- _REQUIREMENT_: Set down the material exactly as given, please, from its first line through the line that includes "- Add SwapsToBackrun when".

- _MATERIAL SUPPLIED_:
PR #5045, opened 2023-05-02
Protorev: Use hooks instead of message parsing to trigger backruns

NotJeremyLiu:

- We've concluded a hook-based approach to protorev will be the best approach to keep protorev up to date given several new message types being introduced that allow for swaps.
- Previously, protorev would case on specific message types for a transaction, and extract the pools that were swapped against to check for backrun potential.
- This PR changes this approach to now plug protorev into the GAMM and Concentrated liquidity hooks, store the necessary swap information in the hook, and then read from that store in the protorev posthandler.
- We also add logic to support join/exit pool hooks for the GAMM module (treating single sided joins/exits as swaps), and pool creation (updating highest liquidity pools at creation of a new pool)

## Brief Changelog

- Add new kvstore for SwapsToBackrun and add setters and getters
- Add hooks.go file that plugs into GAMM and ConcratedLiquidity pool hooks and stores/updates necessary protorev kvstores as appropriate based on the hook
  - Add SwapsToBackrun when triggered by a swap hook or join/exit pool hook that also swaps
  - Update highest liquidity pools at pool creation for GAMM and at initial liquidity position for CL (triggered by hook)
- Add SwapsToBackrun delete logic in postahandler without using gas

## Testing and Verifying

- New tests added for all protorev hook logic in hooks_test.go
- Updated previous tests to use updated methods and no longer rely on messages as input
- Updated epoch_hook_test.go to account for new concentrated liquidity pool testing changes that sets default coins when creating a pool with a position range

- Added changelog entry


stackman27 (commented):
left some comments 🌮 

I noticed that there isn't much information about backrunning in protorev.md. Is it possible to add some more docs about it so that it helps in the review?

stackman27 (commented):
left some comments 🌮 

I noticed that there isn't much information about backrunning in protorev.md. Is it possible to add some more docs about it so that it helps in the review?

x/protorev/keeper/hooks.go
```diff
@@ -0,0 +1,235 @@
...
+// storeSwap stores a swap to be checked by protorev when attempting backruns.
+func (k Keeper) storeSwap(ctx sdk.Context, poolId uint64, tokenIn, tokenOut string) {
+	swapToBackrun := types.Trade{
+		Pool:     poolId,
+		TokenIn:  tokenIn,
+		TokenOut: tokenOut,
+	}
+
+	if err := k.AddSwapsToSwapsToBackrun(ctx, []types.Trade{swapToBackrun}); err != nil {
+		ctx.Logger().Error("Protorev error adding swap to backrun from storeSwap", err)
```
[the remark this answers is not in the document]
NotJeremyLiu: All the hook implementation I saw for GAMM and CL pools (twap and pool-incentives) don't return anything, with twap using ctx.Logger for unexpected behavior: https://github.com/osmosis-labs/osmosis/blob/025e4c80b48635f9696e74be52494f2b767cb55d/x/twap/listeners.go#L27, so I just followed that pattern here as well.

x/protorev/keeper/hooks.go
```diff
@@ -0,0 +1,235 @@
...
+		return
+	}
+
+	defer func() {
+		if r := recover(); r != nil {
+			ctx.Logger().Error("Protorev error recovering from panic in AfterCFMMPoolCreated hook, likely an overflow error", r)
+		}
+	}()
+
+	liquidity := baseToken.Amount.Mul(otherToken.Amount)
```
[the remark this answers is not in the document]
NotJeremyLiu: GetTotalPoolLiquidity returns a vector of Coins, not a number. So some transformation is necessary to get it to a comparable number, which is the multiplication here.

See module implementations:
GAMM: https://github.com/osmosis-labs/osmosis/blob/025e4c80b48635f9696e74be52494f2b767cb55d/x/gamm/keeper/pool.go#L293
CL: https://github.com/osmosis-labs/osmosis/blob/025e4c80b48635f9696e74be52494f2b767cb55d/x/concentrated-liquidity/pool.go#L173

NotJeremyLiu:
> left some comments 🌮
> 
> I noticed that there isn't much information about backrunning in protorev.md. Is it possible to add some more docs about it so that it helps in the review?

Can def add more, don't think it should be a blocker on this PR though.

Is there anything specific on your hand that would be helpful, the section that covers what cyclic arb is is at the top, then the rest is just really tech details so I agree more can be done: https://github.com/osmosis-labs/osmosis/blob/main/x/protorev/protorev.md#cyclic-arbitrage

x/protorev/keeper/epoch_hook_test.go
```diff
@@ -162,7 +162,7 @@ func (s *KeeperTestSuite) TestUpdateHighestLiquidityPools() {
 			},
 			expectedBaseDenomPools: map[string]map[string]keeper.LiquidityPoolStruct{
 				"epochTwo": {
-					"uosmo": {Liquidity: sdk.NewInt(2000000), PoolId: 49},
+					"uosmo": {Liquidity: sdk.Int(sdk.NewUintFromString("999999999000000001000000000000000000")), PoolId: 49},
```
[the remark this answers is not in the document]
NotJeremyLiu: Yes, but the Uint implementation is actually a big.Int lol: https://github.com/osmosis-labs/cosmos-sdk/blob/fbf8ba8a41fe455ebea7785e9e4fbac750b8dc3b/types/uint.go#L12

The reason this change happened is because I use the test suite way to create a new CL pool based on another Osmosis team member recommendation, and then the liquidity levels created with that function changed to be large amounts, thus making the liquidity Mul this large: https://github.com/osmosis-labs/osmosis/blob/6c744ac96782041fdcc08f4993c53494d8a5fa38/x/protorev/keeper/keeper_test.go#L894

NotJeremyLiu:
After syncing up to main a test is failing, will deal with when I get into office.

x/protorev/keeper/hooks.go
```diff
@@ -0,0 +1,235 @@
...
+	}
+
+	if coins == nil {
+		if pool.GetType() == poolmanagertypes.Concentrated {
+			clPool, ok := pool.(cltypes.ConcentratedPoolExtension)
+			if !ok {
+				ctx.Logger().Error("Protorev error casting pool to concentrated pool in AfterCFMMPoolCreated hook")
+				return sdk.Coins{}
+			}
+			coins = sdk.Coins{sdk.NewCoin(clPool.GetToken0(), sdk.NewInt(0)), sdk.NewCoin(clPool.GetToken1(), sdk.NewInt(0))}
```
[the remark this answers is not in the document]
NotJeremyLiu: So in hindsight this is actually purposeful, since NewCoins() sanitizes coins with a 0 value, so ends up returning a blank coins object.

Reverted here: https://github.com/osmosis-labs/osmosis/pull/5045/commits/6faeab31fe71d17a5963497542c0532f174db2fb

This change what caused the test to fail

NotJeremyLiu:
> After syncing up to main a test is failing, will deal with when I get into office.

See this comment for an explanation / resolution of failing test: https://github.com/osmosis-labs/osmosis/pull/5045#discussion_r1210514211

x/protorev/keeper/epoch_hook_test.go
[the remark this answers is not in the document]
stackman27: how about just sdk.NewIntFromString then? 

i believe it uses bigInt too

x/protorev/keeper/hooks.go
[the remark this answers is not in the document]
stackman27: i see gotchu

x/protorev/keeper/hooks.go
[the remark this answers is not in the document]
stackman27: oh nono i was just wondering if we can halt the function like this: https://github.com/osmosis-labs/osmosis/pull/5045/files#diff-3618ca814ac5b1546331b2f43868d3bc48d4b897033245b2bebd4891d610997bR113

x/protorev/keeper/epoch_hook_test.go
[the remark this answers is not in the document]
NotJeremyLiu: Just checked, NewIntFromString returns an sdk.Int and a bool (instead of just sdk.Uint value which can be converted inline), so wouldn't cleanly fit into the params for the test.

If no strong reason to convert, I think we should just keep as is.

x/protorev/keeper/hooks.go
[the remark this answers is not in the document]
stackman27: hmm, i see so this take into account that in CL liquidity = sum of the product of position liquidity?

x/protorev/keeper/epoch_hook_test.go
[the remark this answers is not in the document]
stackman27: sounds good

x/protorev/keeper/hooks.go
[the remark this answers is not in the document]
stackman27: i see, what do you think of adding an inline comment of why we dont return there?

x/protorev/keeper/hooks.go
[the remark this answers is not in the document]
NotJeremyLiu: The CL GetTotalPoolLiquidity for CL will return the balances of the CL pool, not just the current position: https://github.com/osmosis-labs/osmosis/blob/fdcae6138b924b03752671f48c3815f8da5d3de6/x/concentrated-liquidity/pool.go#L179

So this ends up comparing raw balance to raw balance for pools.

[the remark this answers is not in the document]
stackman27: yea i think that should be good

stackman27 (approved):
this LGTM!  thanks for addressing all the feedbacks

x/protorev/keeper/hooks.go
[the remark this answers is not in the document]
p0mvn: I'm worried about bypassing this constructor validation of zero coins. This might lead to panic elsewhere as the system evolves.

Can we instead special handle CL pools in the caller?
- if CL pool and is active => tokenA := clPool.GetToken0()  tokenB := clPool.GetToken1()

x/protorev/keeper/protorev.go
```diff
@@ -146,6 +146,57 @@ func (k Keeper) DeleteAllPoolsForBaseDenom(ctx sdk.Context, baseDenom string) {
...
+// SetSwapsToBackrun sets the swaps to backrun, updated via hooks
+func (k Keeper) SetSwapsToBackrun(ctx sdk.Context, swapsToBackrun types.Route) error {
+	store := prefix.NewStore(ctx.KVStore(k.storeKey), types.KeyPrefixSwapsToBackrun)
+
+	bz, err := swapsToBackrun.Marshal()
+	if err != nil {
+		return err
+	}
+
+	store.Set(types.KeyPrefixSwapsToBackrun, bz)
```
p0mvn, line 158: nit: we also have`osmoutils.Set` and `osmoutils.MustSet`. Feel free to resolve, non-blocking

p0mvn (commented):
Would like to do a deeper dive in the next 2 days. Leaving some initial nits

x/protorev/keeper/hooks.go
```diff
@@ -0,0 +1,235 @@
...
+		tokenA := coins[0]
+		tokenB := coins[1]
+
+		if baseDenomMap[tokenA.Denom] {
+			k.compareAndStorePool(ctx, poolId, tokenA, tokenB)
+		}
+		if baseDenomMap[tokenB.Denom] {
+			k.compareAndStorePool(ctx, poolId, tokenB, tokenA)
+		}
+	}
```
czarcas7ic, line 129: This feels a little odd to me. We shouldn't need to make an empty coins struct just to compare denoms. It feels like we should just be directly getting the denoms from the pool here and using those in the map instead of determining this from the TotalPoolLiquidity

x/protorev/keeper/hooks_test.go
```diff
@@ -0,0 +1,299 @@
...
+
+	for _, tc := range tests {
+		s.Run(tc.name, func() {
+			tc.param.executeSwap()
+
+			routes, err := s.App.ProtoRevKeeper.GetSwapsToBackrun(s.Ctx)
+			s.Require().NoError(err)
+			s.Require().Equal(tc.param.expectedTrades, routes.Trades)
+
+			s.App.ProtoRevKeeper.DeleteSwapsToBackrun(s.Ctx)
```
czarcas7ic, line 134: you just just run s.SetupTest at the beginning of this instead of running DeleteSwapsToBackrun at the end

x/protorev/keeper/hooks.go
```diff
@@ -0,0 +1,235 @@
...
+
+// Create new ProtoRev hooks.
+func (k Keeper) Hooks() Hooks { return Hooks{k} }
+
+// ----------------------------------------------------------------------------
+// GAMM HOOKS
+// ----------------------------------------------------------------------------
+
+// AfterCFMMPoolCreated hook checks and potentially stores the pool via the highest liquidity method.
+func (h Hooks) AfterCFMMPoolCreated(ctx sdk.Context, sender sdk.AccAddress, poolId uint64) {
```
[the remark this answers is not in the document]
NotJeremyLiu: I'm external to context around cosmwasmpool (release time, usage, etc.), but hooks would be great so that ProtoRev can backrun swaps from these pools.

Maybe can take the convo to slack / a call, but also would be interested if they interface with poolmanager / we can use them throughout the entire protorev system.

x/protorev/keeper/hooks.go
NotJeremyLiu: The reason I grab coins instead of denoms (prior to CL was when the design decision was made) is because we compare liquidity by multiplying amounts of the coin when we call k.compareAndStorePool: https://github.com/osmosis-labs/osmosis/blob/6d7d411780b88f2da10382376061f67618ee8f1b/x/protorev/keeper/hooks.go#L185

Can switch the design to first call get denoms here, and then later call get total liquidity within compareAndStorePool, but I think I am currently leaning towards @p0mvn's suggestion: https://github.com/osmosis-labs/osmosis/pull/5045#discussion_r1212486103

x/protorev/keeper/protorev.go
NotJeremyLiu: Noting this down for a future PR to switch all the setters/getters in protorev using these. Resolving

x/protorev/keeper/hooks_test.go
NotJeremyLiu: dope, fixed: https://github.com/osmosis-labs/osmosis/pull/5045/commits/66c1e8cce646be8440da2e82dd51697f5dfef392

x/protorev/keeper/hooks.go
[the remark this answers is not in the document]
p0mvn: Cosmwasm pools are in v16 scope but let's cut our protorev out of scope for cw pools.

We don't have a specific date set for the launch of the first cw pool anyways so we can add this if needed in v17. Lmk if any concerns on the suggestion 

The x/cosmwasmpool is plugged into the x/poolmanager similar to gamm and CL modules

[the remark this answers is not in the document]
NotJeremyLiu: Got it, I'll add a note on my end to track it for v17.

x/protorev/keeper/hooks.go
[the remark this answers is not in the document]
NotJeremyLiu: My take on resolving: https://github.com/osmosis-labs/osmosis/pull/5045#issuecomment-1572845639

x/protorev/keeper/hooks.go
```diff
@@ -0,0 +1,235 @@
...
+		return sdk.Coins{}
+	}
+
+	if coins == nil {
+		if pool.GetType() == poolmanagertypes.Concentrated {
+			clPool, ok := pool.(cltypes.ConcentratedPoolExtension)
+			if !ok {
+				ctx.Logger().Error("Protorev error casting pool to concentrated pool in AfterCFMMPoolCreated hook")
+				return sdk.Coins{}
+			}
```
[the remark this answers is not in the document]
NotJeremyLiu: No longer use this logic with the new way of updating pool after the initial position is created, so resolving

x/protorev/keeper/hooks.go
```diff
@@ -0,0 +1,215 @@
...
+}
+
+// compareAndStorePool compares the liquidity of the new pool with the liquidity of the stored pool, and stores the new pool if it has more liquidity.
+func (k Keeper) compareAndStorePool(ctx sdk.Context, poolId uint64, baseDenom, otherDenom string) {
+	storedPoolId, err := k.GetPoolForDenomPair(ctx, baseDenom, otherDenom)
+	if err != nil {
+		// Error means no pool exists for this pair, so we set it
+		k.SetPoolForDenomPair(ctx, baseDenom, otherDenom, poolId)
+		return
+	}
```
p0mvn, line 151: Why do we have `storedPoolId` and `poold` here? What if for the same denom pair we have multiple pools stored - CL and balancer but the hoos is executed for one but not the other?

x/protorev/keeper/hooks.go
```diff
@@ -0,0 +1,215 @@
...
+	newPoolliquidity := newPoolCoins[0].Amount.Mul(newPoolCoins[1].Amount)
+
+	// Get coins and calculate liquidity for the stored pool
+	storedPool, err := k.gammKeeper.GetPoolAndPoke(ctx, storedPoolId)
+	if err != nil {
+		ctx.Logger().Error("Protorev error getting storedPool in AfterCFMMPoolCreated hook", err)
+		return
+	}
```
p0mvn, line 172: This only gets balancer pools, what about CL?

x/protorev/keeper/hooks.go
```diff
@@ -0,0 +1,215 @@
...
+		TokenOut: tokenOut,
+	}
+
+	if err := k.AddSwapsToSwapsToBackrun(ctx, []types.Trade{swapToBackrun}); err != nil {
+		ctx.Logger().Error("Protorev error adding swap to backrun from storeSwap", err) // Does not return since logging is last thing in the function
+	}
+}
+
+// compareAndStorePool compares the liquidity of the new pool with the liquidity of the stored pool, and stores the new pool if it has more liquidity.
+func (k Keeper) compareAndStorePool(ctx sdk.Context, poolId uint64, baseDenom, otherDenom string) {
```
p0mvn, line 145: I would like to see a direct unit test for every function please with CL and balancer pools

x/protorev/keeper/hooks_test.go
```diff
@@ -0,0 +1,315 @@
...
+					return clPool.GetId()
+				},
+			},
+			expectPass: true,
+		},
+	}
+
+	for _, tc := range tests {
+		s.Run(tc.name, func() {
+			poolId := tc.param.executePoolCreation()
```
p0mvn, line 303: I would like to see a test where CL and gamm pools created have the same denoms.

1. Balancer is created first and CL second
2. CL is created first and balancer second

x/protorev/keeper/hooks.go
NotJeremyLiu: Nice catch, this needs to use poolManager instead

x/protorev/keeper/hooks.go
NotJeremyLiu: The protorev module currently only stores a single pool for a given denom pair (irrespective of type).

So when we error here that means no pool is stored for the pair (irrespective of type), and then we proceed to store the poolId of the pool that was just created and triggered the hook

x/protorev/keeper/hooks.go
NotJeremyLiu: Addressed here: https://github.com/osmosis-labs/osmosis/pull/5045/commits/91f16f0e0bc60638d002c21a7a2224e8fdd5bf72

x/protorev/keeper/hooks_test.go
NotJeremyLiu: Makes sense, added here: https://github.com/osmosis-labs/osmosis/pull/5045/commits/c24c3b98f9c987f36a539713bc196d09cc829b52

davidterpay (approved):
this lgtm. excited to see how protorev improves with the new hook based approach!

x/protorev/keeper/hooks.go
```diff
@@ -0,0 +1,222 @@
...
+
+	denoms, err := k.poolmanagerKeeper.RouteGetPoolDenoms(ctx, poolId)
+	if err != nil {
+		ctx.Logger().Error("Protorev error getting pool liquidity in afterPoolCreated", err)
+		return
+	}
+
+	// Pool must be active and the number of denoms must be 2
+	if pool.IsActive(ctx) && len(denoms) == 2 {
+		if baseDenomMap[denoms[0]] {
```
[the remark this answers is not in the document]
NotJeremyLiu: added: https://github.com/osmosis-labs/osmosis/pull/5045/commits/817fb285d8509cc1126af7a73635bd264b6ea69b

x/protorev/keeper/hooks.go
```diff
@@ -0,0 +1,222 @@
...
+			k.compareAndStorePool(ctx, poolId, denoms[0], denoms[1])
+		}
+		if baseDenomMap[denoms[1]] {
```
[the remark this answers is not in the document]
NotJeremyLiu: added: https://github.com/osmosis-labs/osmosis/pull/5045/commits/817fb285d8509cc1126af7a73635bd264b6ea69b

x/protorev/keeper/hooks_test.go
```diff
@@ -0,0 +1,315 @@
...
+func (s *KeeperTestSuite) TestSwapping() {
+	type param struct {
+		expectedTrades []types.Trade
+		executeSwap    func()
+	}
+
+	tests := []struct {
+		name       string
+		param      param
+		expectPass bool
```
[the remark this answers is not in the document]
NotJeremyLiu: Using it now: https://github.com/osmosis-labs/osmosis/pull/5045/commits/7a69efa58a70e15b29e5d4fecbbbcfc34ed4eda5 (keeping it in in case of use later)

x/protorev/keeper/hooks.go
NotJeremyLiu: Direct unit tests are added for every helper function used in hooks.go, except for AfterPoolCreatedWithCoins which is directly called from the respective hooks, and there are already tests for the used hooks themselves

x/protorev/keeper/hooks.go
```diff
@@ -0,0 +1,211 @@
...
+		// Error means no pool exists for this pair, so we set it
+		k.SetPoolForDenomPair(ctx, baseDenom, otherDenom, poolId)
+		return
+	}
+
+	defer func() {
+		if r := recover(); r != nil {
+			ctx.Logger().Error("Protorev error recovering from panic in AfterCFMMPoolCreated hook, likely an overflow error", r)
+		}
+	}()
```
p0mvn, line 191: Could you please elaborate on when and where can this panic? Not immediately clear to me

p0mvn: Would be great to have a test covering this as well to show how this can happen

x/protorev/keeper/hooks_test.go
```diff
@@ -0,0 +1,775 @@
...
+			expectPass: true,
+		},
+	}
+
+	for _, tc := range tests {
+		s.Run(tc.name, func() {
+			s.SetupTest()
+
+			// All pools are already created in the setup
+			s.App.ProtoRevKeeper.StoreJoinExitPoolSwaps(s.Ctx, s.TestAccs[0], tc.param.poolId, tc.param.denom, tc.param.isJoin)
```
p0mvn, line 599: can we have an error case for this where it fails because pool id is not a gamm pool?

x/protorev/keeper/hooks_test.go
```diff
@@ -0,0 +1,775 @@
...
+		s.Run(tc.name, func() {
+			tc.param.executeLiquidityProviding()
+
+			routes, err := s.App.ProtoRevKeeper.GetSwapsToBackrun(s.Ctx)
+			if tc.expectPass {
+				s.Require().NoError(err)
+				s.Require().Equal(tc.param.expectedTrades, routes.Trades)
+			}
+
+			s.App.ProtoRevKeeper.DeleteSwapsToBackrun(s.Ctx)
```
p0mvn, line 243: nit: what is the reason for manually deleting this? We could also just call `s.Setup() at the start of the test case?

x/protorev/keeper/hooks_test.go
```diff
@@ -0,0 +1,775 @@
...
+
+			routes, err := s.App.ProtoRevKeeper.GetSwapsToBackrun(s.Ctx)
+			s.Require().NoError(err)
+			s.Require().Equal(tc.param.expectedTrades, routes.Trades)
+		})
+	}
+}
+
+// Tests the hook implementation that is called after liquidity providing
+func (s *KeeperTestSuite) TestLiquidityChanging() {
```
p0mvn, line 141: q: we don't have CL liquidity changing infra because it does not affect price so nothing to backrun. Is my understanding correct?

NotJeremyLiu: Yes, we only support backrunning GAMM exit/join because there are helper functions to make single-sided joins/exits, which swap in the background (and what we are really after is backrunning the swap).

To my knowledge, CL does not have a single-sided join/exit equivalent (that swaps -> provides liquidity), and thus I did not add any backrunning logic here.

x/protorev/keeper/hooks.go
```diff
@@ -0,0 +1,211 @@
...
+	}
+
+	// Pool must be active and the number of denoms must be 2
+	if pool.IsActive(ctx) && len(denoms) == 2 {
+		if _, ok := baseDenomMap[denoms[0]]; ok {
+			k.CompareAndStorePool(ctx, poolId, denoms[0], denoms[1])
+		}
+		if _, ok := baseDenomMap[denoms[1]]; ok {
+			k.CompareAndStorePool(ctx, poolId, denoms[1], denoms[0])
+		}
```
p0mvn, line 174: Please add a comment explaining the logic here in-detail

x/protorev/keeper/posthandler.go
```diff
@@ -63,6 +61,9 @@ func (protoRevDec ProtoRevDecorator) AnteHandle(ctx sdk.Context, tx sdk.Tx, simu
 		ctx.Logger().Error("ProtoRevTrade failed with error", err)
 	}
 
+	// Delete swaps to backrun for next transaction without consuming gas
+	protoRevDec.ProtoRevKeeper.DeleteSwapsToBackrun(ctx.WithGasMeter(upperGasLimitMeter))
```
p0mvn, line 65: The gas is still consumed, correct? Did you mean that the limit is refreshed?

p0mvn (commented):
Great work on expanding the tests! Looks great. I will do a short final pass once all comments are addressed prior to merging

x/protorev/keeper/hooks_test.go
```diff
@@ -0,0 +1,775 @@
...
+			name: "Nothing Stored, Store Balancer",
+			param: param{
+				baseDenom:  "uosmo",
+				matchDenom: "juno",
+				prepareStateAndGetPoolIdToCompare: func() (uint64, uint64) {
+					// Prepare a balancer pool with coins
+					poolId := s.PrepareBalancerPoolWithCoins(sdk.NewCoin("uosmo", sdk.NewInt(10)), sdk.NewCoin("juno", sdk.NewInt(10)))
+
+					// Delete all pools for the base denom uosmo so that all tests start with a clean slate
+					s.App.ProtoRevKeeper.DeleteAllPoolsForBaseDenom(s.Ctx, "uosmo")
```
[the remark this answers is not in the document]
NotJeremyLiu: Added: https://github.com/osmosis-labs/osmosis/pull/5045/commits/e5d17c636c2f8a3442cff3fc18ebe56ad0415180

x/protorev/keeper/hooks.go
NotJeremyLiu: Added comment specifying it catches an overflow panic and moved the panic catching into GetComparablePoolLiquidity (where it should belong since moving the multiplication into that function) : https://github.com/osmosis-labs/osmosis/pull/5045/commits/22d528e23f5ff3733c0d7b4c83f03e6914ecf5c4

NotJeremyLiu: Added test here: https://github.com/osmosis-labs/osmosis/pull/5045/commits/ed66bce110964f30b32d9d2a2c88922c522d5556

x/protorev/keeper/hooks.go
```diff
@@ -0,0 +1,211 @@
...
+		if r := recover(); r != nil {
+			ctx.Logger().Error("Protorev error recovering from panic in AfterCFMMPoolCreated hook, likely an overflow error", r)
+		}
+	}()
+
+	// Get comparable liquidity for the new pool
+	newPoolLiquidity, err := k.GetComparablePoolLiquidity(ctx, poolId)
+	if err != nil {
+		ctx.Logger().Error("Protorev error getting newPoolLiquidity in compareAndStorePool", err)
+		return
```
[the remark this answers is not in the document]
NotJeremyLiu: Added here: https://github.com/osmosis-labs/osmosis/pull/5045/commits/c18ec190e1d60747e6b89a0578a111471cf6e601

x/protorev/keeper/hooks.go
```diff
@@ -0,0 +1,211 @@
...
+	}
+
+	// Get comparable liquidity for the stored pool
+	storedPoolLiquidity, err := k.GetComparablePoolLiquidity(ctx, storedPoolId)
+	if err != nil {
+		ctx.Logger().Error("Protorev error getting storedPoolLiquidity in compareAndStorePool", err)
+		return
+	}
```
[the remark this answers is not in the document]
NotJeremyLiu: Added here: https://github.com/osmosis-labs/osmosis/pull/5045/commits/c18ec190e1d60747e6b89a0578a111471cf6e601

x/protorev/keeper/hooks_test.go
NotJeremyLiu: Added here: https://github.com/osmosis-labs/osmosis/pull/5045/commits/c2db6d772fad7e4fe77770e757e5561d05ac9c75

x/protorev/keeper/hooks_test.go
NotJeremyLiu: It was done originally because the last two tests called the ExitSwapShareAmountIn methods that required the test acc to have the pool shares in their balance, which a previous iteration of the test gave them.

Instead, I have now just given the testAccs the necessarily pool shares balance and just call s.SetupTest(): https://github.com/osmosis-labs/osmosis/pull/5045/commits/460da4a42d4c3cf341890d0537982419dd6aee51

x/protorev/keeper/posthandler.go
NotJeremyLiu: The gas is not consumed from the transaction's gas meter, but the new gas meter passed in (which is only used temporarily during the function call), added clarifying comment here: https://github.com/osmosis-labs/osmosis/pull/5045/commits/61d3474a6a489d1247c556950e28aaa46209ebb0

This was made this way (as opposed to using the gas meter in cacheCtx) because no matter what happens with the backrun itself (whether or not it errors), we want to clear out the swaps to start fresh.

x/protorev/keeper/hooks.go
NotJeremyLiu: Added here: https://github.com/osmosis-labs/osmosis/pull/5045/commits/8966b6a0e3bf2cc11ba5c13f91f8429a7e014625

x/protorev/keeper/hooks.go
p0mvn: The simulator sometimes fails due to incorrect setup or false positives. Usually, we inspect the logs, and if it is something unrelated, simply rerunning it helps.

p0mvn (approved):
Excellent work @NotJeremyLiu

- _ANSWER TO THE EXERCISE_:
PR #5045, opened 2023-05-02
Protorev: Use hooks instead of message parsing to trigger backruns

NotJeremyLiu:

- We've concluded a hook-based approach to protorev will be the best approach to keep protorev up to date given several new message types being introduced that allow for swaps.
- Previously, protorev would case on specific message types for a transaction, and extract the pools that were swapped against to check for backrun potential.
- This PR changes this approach to now plug protorev into the GAMM and Concentrated liquidity hooks, store the necessary swap information in the hook, and then read from that store in the protorev posthandler.
- We also add logic to support join/exit pool hooks for the GAMM module (treating single sided joins/exits as swaps), and pool creation (updating highest liquidity pools at creation of a new pool)

## Brief Changelog

- Add new kvstore for SwapsToBackrun and add setters and getters
- Add hooks.go file that plugs into GAMM and ConcratedLiquidity pool hooks and stores/updates necessary protorev kvstores as appropriate based on the hook
  - Add SwapsToBackrun when triggered by a swap hook or join/exit pool hook that also swaps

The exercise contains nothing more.